[WHAT YOU NEED TO DO]
If a line of the material contains "kafka", copy it.

(Beginning of SUPPLIED DATA)

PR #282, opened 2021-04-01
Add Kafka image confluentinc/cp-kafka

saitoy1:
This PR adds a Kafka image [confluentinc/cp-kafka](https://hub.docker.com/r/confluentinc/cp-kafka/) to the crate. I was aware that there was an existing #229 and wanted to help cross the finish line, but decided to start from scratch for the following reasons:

(End of SUPPLIED DATA)

[WRITTEN SOLUTION]
Add Kafka image confluentinc/cp-kafka
This PR adds a Kafka image [confluentinc/cp-kafka](https://hub.docker.com/r/confluentinc/cp-kafka/) to the crate. I was aware that there was an existing #229 and wanted to help cross the finish line, but decided to start from scratch for the following reasons:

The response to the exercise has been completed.